Items from a dataset

PR #223, opened 2018-02-17
youtube-dl plugin

arcnmx:
Usage with the input plugin:
```
mpc add https://www.youtube.com/watch?v=Iab-eTykmBs
mpc add ytdl://https://www.youtube.com/watch?v=Iab-eTykmBs
```

Usage with the playlist plugin:
```
mpc load 'https://www.youtube.com/watch?v=Iab-eTykmBs&list=PLFF158063346349F8'
mpc load ytdl://https://www.youtube.com/playlist?list=PLFF158063346349F8 # equiv to the above
```

Rough items still needing work:
- [ ] code formatting
  - [ ] fix warnings
  - [ ] accessors instead of public fields
  - [ ] I have no idea how to wrap long lines
- [x] rebase onto master
- [x] support `RemoteTagScanner`
- [x] async/EventLoop
- [ ] use a `ProxyInputStream`
- [ ] fix fork/exec
  - [x] `O_CLOEXEC`
  - [ ] signal mask around fork
- [ ] fix `mpc add playlisturl`
- [ ] split out playlist plugin? or at least tone down the metadata assignments for now
- [x] how to initiate `RemoteTagScanner` on a playlist load (fixed in 0.21.7)
- [ ] build properly on windows (either disable plugin, or alternative exec approach)
- [ ] api docs
- [ ] user docs


src/LocateUri.cxx
```diff
@@ -62,7 +63,7 @@ LocateAbsoluteUri(const char *uri
 		  )
 {
 	if (!uri_supported_scheme(uri))
-		throw std::runtime_error("Unsupported URI scheme");
+		throw ProtocolError(ACK_ERROR_NO_EXIST, "Unsupported URI scheme");
```
MaxKellermann: The problem here is not that this URI doesn't exist (it does exist, after all!), but is an invalid URI. This sounds like `ACK_ERROR_ARG` is the correct code.

src/input/plugins/CurlInputPlugin.cxx
```diff
@@ -83,7 +83,7 @@ struct CurlInputStream final : public AsyncInputStream, CurlResponseHandler {
 	CurlInputStream(const CurlInputStream &) = delete;
 	CurlInputStream &operator=(const CurlInputStream &) = delete;
 
-	static InputStream *Open(const char *url, Mutex &mutex, Cond &cond);
+	static InputStream *Open(const char *url, Mutex &mutex, Cond &cond, Tag *tag);
```
MaxKellermann: What's this new parameter? Add API documentation. Why is it writable? Who owns the pointer?

src/input/plugins/CurlInputPlugin.cxx
```diff
@@ -218,7 +218,6 @@ CurlInputStream::OnHeaders(unsigned status,
 	if (i != headers.end()) {
 		TagBuilder tag_builder;
 		tag_builder.AddItem(TAG_NAME, i->second.c_str());
-
```
MaxKellermann: Why remove this line?

src/input/plugins/YtdlInputPlugin.cxx
```diff
@@ -0,0 +1,87 @@
...
+
+#include <cinttypes>
+
+#include <assert.h>
+#include <string.h>
+
+static constexpr Domain ytdl_domain("youtube-dl");
+
+static void
+input_ytdl_init(const ConfigBlock &block)
```
MaxKellermann: What's the point of implementing this?

src/input/plugins/YtdlInputPlugin.cxx
```diff
@@ -0,0 +1,87 @@
...
+{
+	// TODO: a configuration should allow overriding the curl input plugin
+	// this plugin would then accept http/https URIs as well
+}
+
+static void
+input_ytdl_finish() noexcept
```
MaxKellermann: What's the point of implementing this?

src/input/plugins/YtdlInputPlugin.cxx
```diff
@@ -0,0 +1,87 @@
...
+{
+}
+
+struct YtdlUriFlags {
+	bool notags;
+
+	YtdlUriFlags() : notags(false) { }
+};
+
+static std::string ytdl_uri(const char *uri, YtdlUriFlags* flags) {
```
MaxKellermann: Bad C++: must use reference instead of pointer for obligatory pointer parameter; and since this is purely a return value, it should be declared as a return value and not as a parameter.

src/input/plugins/YtdlInputPlugin.cxx
```diff
@@ -0,0 +1,87 @@
...
+	std::string url;
```
MaxKellermann: Useless `std::string` allocation.

src/input/plugins/YtdlInputPlugin.cxx
```diff
@@ -0,0 +1,87 @@
...
+	if (!strncmp(uri, "youtube-dl://", 13)) {
+		uri += 13;
+		if (!strncmp(uri, "notag/", 6)) {
```
MaxKellermann: Use `StringAfterPrefix()` instead.

src/input/plugins/YtdlInputPlugin.cxx
```diff
@@ -0,0 +1,87 @@
...
+			flags->notags = true;
```
MaxKellermann: The URI path is called `notag` but the variable is called `notags`..?

src/input/plugins/YtdlInputPlugin.cxx
```diff
@@ -0,0 +1,87 @@
...
+	if (!strncmp(uri, "youtube-dl://", 13)) {
+		YtdlParseContext context;
+		YtdlUriFlags flags;
+		std::string url = ytdl_uri(uri, &flags);
+		if (!url.empty() && YtdlParseJson(&context, url.c_str(), YTDL_PLAYLIST_MODE_SINGLE)) {
+			if (context.extractor.empty()) {
+				context.extractor = "youtube-dl";
+			}
+			if (!context.builder->HasType(TAG_ALBUM)) {
+				context.builder->AddItem(TAG_ALBUM, context.extractor.c_str());
```
MaxKellermann: album==extractor??

src/input/plugins/YtdlInputPlugin.cxx
```diff
@@ -0,0 +1,87 @@
...
+			}
+			context.builder->AddItem(TAG_COMMENT, context.webpage_url.c_str());
```
MaxKellermann: comment==url?

src/input/plugins/YtdlInputPlugin.cxx
```diff
@@ -0,0 +1,87 @@
...
+		url = uri;
+	}
+
+	return url;
+}
+
+
+static InputStream *input_ytdl_open(const char *uri, Mutex &mutex, Cond &cond)
+{
+	InputStream *res = nullptr;
```
MaxKellermann: On error, must throw exception instead of returning `nullptr`.

src/lib/ytdl/YtdlParser.hxx
```diff
@@ -0,0 +1,61 @@
+#ifndef MPD_LIB_YTDL_PARSER_HXX
+#define MPD_LIB_YTDL_PARSER_HXX
+
+#include <stddef.h>
+#include <string>
+#include <vector>
+#include <forward_list>
+#include <memory>
+#include <utility>
+#include <map>
```
MaxKellermann: Clean up this `#include` mess.

src/lib/ytdl/YtdlParser.hxx
```diff
@@ -0,0 +1,61 @@
...
+	static const void* YajlCallbacks();
+};
+
+enum YTDL_PLAYLIST_MODE {
+	YTDL_PLAYLIST_MODE_SINGLE,
+	YTDL_PLAYLIST_MODE_FLAT,
+	YTDL_PLAYLIST_MODE_FULL,
+};
+
+struct YtdlPlaylistSort {
```
MaxKellermann: Not used here.

src/LocateUri.cxx
arcnmx: Oh right, I just had this in my fork when testing because it made my life easier, as it's impossible to get ncmpcpp to execute a playlist load without throwing this error code back at it. I'll do up a separate PR for that change. That "try add first then load" behaviour is also part of the reason why the input plugin and the playlist plugin use two different URI schemes - not sure if that should be the case, I'll add that as a discussion point.

src/lib/ytdl/YtdlParser.hxx
```diff
@@ -0,0 +1,61 @@
...
+	std::string extractor;
+	int playlist_index;
+
+	YtdlParseContext();
+	~YtdlParseContext();
+
+	static const void* YajlCallbacks();
+};
+
+enum YTDL_PLAYLIST_MODE {
```
MaxKellermann: Strictly-typed enum.

src/lib/ytdl/YtdlParser.hxx
```diff
@@ -0,0 +1,61 @@
...
+};
+
+struct YtdlPlaylistSort {
+	inline bool operator() (const YtdlParseContext& con0, const YtdlParseContext& con1)
+	{
+		return con0.playlist_index < con1.playlist_index;
+	}
+};
+
+bool YtdlParseJson(YtdlParseContext *context, const char *url, YTDL_PLAYLIST_MODE playlist_mode);
```
MaxKellermann: API documentation!

src/lib/ytdl/YtdlParser.cxx
```diff
@@ -0,0 +1,325 @@
...
+	uint8_t buffer[0x80];
+
+	if (pipe(pipefd) < 0) {
+		goto fail;
+	}
+
+	pid = fork();
+
+	if (pid < 0) {
+		goto fail;
```
MaxKellermann: No `goto`!

MaxKellermann:
And just in case you didn't notice the GitHub warning: "This branch has conflicts that must be resolved"

Your branch is based on tag v0.20.17, but you want to merge it into master. That can't work.

src/lib/ytdl/YtdlParser.cxx
```diff
@@ -0,0 +1,325 @@
...
+	bool result = false;
+	int ret;
+	yajl_status status;
+	uint8_t buffer[0x80];
+
+	if (pipe(pipefd) < 0) {
+		goto fail;
+	}
+
+	pid = fork();
```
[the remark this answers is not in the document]
arcnmx: Hm, what is a portable alternative here, is pread available? Or an explicit platform ifdef and use windows APIs?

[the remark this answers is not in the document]
MaxKellermann: You mean `popen()`? (`pread()` is a different beast)
Yes, that is portable, and in use by the known-bad `pipe` output plugin, but is unsafe, because it doesn't restore the signal block mask and the signal handlers. (Your code doesn't do that either.)
Spawning processes is something I like to avoid completely, because it is extremely difficult to get right.
For your plugin, I think it would be acceptable to disable it (for now) on operating systems which don't support `fork()` (i.e. Windows). But in any case, your code must be proper - i.e. get the thing right, be exception-safe, not break the build and not introduce resource leaks (e.g. fd leaks).

doc/user.xml
```diff
@@ -4607,6 +4620,35 @@ run</programlisting>
...
+
+        <para>
+          Downloads a song or playlist with <ulink
+          url="https://rg3.github.io/youtube-dl/">youtube-dl</ulink> from <ulink
+          url="https://rg3.github.io/youtube-dl/supportedsites.html">hundreds of
+          supported audio and video hosting sites</ulink>. <filename>youtube-dl
+          </filename> must be installed and available in the system <varname>
+          PATH</varname>, and the <link linkend="youtube_dl_playlist">youtube-dl
+          input plugin</link> must also be enabled. Add web URLs prefixed with
+          <filename>ytdl://</filename> to use it.
```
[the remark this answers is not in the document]
arcnmx: The playlist and input plugin are distinct and use two different schemes, see that discussion point (partially because of add-then-load fallback behaviour, and partially because the input URI is considered an implementation detail and file add is inferior to the playlist load from a UX perspective even for single file additions).

If I can figure out what RemoteTagScanner is used for and how it works that may make adds with only the input plugin more user friendly if it does metadata loading in the background? I'm not really sure what it does.

src/LocateUri.cxx
MaxKellermann: So this is implemented as a playlist plugin only because you figured this allows you to attach metadata? No, that's not acceptable.
If you want to add one file, `mpc add` must be used, not `mpc load`. Playlists are for playlists.
This should be an input plugin, not a playlist plugin at all. If you want metadata, then yes you can implement a `RemoteTagScanner`.
Note that your code should be non-blocking to make it cancellable. Without this, MPD may block indefinitely when the server is not reachable. (This is a serious problem, and in my ongoing fight against existing blocking code, I don't want to merge any more new blocking code.)
For examples on how to do non-blocking input plugins with HTTP and JSON, look at the Tidal/Qobuz plugins.

src/lib/ytdl/YtdlParser.cxx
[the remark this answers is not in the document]
arcnmx: Er sorry yeah - I had a popen implementation there initially but swapped it out for manual fork/exec because it bothered me. What you've said makes sense to me.

src/LocateUri.cxx
arcnmx: Well, it's a playlist plugin because it adds playlists too. It just happens that adding a single file playlist `load` pulls in the metadata immediately, which is a bit better UX than `add`ing the URL and not having it populate until the file is actually played. Will implementing a `RemoteTagScanner` resolve that?

src/input/plugins/CurlInputPlugin.cxx
arcnmx: This was a hack to apply metadata to a `CurlInputStream` - I don't expect it to stay.

arcnmx:
Yup, rebasing onto master is on the task list. I didn't think it was appropriate to try and get it merged into 0.20.x, but that's what I've been testing with so far for no particular reason. I will probably do that sooner rather than later to get `RemoteTagScanner` available for use.

doc/user.xml
```diff
@@ -2388,6 +2388,19 @@ run</programlisting>
...
+
+      <section id="youtube_dl_input">
+        <title><varname>youtube-dl</varname></title>
+
+        <para>
+          Plays songs using <application>youtube-dl</application>. Use the <link
+          linkend="youtube_dl_playlist">youtube-dl playlist plugin</link>
+          instead of this directly, as it is able to populate more accurate
+          metadata. This plugin depends on curl and uses the <filename>
+          youtube-dl://</filename> URI scheme.
```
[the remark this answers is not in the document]
arcnmx: Invented. Other applications that use `youtube-dl` such as mpv simply pass all http/etc URLs to it instead of using a specific URI scheme. If it fails to load, they move on to try other plugins like curl (or try curl first depending on user configuration). That approach is more user-friendly, and I'd like if it worked that way, but I'm not sure how well it fits into mpd's existing plugin design. `ytdl://` has my vote as it's slightly less annoying to type for a user.

arcnmx:
So there are a lot of comments regarding metadata/tag assignments, I'll just respond here. The following information is (generally, depending on the website) available to us:
- `uploader`
- `upload_date`
- `creator` (often not available, but sometimes youtube links an artist to a video uploaded by someone else for advertising purposes)
- `playlist_webpage_url`
- `playlist_title`
- `webpage_url`
- `title`
- `description`
- `extractor`

There are some obvious mappings to tags:
- `TAG_TITLE` = `title`
- `TAG_ARTIST` = `creator`
  - Rarely available, but when `creator` exists it's a perfect fit.
- `TAG_COMMENT` = `description`
- `TAG_DATE` = `date`
  - I need to format this properly

There are a few mappings to tags that aren't as straightforward:
- `TAG_ARTIST` = `uploader`
  - This is true on websites like soundcloud or bandcamp. On youtube it's often true, but obviously not always.
  - I'd apply this as a fallback if `creator` is not available.
- `TAG_ALBUM` = `playlist_title`
  - This is true on bandcamp and soundcloud. On youtube that is not necessarily the case, but it is still often true when adding an album playlist that contains tracks.
  - Considering that real album information is never otherwise available, I'd like to apply this as well.

There are a few mappings that aren't really necessary but could be considered:
- `TAG_ALBUM` = `extractor`
  - Even if we do apply playlist title as the album, single files added won't have that.
  - Having a song say it's `Song Name - YouTube` seems somewhat relevant and makes it easy to identify remote songs in your play queue.
- `TAG_COMMENT` += `webpage_url`
  - It's very convenient to have a link to the video so you can link it to others, or visit it to view user comments, etc.
- `TAG_COMMENT` += `playlist_webpage_url`
  - Sort of the same reasoning as `webpage_url`, but probably a bit less often useful.

My inclination is to fill in as much metadata fields as we can, but I'm open to toning it down, or perhaps making some of the not-always-accurate mappings into configuration options. Also note that tags from the decoder once the file is played should overwrite these if available.

src/LocateUri.cxx
MaxKellermann: "because it adds playlists too" that's a different feature which requires implementing a different plugin. I think the most important feature is playing one single file by its id. You can add a playlist feature later, but that's not the primary goal.
With "populate", you mean provide metadata? Yes, `RemoteTagScanner` can do that, but it's an input plugin feature.

doc/user.xml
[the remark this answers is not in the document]
MaxKellermann: Can't we just make the plugin intercept all plain http:// YouTube URLs? That's what the user already has.

MaxKellermann:
I don't think filling as many metadata fields as possible is a good goal, not when the tags do not match the contents. Only fill those which match, and if you feel others are important, we can discuss later how to integrate them. For now, to get this merged, let's get to a minimal commit; one that is stable and robust.

doc/user.xml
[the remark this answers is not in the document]
arcnmx: We certainly can, and I think that will work best! My concern was that it may interfere with the curl plugin, since I don't see any explicit support for falling back to another plugin, but that could instead be done with `OpenCurlInputStream(uri)` if running the `youtube-dl` fails.

src/LocateUri.cxx
MaxKellermann: I will never add kludges to MPD just because some client decided to make funny assumptions on something that's not explicitly documented in the protocol spec (and yes, the protocol spec isn't very specific on some things, and needs to improve).
I'm not sure if I should call this ncmpcpp behavior "bug", but I wouldn't have done that. I maintain ncmpc (of which ncmpcpp is a clone with a very unfortunate name), and ncmpc doesn't do it. Andd I maintain mpc, which doesn't do that either.

doc/user.xml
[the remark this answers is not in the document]
MaxKellermann: It doesn't interfere because CURL wouldn't be able to get meaningful data from a `http://youtube.com/...` URL.

There is a "fallback" - the MPD core iterates over all plugins and the first one which doesn't return `nullptr` wins: https://github.com/MusicPlayerDaemon/MPD/blob/master/src/input/Open.cxx#L40

Yes, a whitelist would probably be good. Can it be auto-generated at runtime somehow from calling youtube-dl once?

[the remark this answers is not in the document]
arcnmx: See [How can I detect whether a given URL is supported by youtube-dl?](https://github.com/rg3/youtube-dl/#how-can-i-detect-whether-a-given-url-is-supported-by-youtube-dl) It doesn't seem like we could generate it, but I think a whitelist also makes sense even if we just populate it with some high-profile websites. Personally I'd be inclined to just set it to `.*` as long as the fallback behaviour is working, sounds like a config option to me.

The issue with the fallback is that curl plugin will return a stream for any valid URL, before it makes the request and validates that there's playable media at the end of it. Otherwise I'm not sure we would need a whitelist - but I think a whitelist will help, and if we do eventually fail, we can fall back to the original provided URI anyway.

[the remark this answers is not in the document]
MaxKellermann: No catch-all!
The fallback is only used when the plugin decides it does not support the URI, not when the plugin fails to open the URI.
And don't consider interpreting `youtube-dl`'s failure to open something as "not supported"; it is an error.
There must not be overhead for "regular" HTTP streams just because your plugin spawns `youtube-dl` each time.

arcnmx:
Sounds good. The second category of "not as straightforward" mappings are pretty important to me personally, because they do still contain very relevant information on other platforms and usually youtube too. The third category is very meh, and easy to leave out.

I think if we're going minimal I may just include the playlist plugin in a supplementary PR - which simplifies the metadata decisions as well.

src/LocateUri.cxx
arcnmx: Mm, not so much a bug as a missing feature - it's unable to load playlists, but just happens to be able to if the server returns the right error when adding a file!

On an unrelated note perhaps I should look into whether I can use ncmpc for personal use.

doc/user.xml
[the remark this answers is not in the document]
arcnmx: > There must not be overhead for "regular" HTTP streams just because your plugin spawns youtube-dl each time.

Agreed, which is why the whitelist must exist.

> And don't consider interpreting youtube-dl's failure to open something as "not supported"; it is an error.

Hm, I actually object to this, because as a user I know that every URL I use is supported by youtube-dl, and am okay with the rare said overhead for "regular" streams if I opt into it. Although I don't think it needs to be the default behaviour, it's reasonable behaviour that works like other tools I'm used to such as mpv, and not having the option to do that would be a bit off-putting.

MaxKellermann:
What will happen to this PR? Is this being worked on, or is this obsolete?

arcnmx:
It's still being worked on (temporarily in the [ytdl-async](https://github.com/arcnmx/MPD/tree/ytdl-async) branch), though slowly because some other life things have gotten in the way recently.

viisauksena:
i would love to test and if i can elaborate on this .. 
can you briefly explain how to use it after build?

roizcorp:
I found this by mistake, what was the end of it?

viisauksena:
basicly you simply need to parse some "special" url into youtube-dl script(different program) to get valid streaming link - while we made some experiments in CCCFr with this, this is on hold by us, until we find time and joy to do it.  so far from our point

roizcorp:
Yes I am familiar with youtube-dl. I think there is a great potential to use it with mpd

moretocome:
Well it may be to late for this project, but I still just want to mention [NewPipe Extractor](https://github.com/TeamNewPipe/NewPipeExtractor) as an alternative to youtube-dl.

It is the open source library that enable the Android apps NewPipe and MusicPiped to stream audio from Youtube without displaying the video. Soundcloud streaming is also supported.

MaxKellermann:
@moretocome this code is useless for MPD because it's Java. Certainly, MPD won't load a full JavaVM into the process only to use YouTube ...

moretocome:
@MaxKellermann Okay excuse my ignorance, my coding skills are limited to light scripting, so I did not know that, but it makes perfect sense to me and my low-powered but smooth running raspberry pi based mpd-server :)

roizcorp:
Cool!

MaxKellermann:
Oh, it's been two years already... I'm going to close this for now; let's reopen this when you are finished and want a new review.

arcnmx:
That's fair, my life fell apart in the meantime and I'm still trying to find time to complete this. It's really just the organization+formatting+docs I need to get to, but realistically I won't have a day to spare until probably April/May at this rate.

Tajnymag:
@arcnmx Would you mind looking into this patch again, please?

No stress, no worries, even if you didn't want to complete the work. I just felt were all interested in some kind of update on what has happened to you personally and the patch.

arcnmx:
It's still on my radar, I've mostly finished a move now but work has just kept me a *lot* busier than it has any right to... Things are hopefully slowing down over the next few weeks, but I said the same thing a few weeks ago and then more problems came up ._.

FWIW the [existing patch](https://github.com/MusicPlayerDaemon/MPD/compare/v0.21.16...arcnmx:ytdl-0.21.16.diff) should still be working and apply to the latest 0.21.25 release, feel free to try it and report how it goes. I need to start using it again myself, I just still haven't had a chance to set up my machine yet after all these months...

Emilot:
Can i ask how can we test this plugin? What are the requirements?

- Download the source code from 0.21.5 branch at your git, compile it and install it

- I have enable input plugin at mpd.conf

- I tried with mpc add ytdl://https://www.youtube.com/watch?v=Iab-eTykmBs and mpc add https://www.youtube.com/watch?v=Iab-eTykmBs

First return "Unsupported URI scheme"
Second "cannot decode stream"

I have the light version of ffmpeg. Does it play any role?

Thank you for your work at this. It really misses in MPD.

arcnmx:
> Can i ask how can we test this plugin? What are the requirements?

Beyond compiling with the patch, you will need the youtube-dl binary installed (and available in $PATH when running the service).

> 0.21.5

I assume this is a typo, but yeah 0.21.25 branch is what I'm using and should be working fine.

> I have these at mpd -V
> I tried with mpc add ytdl://

These do work here... This might be a silly question, but have you made sure you restarted your mpd (systemd?) service since installing the patched mpd?

> I have the light version of ffmpeg. Does it play any role?

It shouldn't matter, adding a ytdl:// would succeed, then possibly playing it would fail after if it were a problem.

Emilot:
Oh sorry forgot to mention that i had installed the youtube-dl binary, before the compiling. I restart the service after the compile was done.

Sorry about the typo. 

Must be a mistake in my configuration, then. I wanted to know that all i want is:

youtube-dl
your version of mpd
input plugin at mpd.conf

Nothing else.

Thank you and we are waiting for the final PR at Max's git! 👍

Rio6:
I found out there's a pr for youtube url already after I made my own...

Anyways, my implementation is at [https://github.com/Rio6/MPD/tree/youtube-input](https://github.com/Rio6/MPD/tree/youtube-input), people can try it out too. It takes `https://` url that youtube-dl supports.

Not sure what I'll do with it after this gets merged in master :P

Emilot:
Hi RIO6! I had seen your work but i haven't a way to communicate with you about it.

After implementation you can make a PR youtube plugin for myMPD project. I do not know if you are aware about it.

Thank you for your work too! Nice if MAX implement any of these two projects.

Rio6:
Replying to https://github.com/MusicPlayerDaemon/MPD/pull/223#issuecomment-366427063

I think using uploader and playlist title as fall back to artist and album is reasonable, as that's often the case on Youtube.

Not sure how long TAG_COMMENT supposed to be, but I know in many videos the description is very long. Video url is probably nicer as comment.

mnzaki:
Hey folks, thank you everyone involved in getting [youtube-dl integrated with MPD](# "it's the last bit I need for my Amazingly Decentralized Media Management and Consumption System")!
There are a several issues/PRs and I just want to confirm that the separate efforts were merged and the latest work on this is at https://github.com/arcnmx/MPD on the [ytdl branch](https://github.com/arcnmx/MPD/tree/ytdl "which is the default anyway but for historical propriety")
Also curious about the state of this being merged into master, I have some time to help.

For me and future searchers who are looking for easily saving youtube vimeo soundcloud instagram facebook videos and music through youtube-dl directly into their music/media collection in their favorite [MPD](https://musicpd.org) [user interface or client](https://www.musicpd.org/clients/) like [ncmpcpp](https://rybczak.net/ncmpcpp/) or [Persephone](https://persephone.fm/) or [myMPD](https://jcorporation.github.io/myMPD/)

Emilot:
Latest development is at:

https://github.com/arcnmx/MPD/tree/ytdl-0.23.8

@arcnmx is doing a wonderful job to bring this into life!!!

@mnzaki if you have time then please take a look at this project and help @arcnmx, that will be awesome :)

thank you everyone for keep this alive!

ItsTerm1n4l:
Has there been any progress on this?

Action item -
Write down only how many lines of the entries above include the word "wouldn".

Task response -
2